To do:
Identify all lines below that hold "github" and collect them.

Records shown:
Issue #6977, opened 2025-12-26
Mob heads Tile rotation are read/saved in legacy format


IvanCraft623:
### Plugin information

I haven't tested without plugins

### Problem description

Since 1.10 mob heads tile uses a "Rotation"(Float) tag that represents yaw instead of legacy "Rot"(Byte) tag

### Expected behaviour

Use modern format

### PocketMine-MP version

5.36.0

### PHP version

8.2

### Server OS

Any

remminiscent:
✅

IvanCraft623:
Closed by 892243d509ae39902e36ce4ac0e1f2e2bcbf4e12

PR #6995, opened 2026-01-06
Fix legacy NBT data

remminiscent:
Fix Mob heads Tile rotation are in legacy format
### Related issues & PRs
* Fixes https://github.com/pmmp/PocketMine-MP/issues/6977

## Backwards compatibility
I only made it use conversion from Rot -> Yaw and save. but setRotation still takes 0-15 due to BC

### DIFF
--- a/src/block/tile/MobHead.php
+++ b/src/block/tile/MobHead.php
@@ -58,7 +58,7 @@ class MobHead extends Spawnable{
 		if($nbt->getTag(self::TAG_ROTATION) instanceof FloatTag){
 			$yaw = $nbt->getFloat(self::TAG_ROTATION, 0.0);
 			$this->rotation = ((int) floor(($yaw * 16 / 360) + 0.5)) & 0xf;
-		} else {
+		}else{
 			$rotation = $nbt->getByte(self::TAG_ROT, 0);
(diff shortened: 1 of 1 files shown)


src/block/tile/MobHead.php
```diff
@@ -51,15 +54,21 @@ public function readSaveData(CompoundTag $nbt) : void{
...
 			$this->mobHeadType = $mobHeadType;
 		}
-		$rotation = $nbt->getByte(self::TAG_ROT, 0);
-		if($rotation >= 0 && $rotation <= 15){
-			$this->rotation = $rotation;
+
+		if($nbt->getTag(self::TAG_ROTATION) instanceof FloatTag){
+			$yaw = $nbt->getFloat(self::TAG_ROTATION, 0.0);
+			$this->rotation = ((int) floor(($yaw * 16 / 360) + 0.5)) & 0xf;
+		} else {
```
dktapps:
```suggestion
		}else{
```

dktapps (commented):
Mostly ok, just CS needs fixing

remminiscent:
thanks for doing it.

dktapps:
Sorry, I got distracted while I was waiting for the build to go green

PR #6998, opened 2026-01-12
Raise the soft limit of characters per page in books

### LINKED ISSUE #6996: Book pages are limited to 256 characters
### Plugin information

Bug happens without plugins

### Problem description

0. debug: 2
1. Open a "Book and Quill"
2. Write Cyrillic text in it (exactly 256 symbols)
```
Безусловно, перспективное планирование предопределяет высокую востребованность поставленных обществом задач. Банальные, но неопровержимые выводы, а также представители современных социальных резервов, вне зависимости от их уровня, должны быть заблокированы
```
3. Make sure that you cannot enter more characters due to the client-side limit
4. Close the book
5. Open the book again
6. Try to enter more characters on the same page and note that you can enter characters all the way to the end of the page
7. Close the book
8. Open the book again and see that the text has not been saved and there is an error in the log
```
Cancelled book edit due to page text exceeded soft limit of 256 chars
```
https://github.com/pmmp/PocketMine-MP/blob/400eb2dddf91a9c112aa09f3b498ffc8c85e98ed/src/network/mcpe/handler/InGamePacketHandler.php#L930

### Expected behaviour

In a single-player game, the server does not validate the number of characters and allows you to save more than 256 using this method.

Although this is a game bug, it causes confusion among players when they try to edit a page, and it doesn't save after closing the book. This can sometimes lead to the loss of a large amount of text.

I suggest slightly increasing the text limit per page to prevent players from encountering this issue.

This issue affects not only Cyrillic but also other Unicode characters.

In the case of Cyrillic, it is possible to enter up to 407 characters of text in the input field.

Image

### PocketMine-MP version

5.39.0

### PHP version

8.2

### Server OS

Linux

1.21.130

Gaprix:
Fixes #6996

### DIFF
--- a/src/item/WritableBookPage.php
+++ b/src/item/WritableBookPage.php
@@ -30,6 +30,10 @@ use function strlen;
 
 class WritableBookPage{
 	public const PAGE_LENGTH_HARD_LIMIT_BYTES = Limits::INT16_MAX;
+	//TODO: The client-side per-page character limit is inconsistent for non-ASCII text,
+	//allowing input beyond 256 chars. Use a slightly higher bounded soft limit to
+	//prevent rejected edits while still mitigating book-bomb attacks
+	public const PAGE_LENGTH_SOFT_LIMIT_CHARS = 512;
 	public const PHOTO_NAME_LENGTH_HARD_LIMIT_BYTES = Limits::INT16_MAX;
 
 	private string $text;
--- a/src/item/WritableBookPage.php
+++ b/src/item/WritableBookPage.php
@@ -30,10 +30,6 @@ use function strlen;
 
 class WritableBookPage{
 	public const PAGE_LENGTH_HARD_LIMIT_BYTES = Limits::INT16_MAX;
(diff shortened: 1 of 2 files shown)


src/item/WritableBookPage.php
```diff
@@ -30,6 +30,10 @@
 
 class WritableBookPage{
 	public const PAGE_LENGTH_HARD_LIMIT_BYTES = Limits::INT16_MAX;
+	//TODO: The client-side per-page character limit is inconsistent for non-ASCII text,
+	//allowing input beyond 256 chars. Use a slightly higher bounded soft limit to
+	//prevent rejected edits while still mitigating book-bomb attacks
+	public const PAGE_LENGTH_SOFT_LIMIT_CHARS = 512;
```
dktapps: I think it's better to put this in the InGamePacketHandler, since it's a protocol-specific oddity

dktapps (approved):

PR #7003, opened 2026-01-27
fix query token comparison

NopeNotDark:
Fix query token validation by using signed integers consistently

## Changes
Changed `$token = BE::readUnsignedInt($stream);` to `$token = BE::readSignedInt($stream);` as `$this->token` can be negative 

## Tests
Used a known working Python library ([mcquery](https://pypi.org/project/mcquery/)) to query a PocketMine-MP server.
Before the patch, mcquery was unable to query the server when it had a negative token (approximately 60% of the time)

Your response:
* Fixes https://github.com/pmmp/PocketMine-MP/issues/6977
https://github.com/pmmp/PocketMine-MP/blob/400eb2dddf91a9c112aa09f3b498ffc8c85e98ed/src/network/mcpe/handler/InGamePacketHandler.php#L930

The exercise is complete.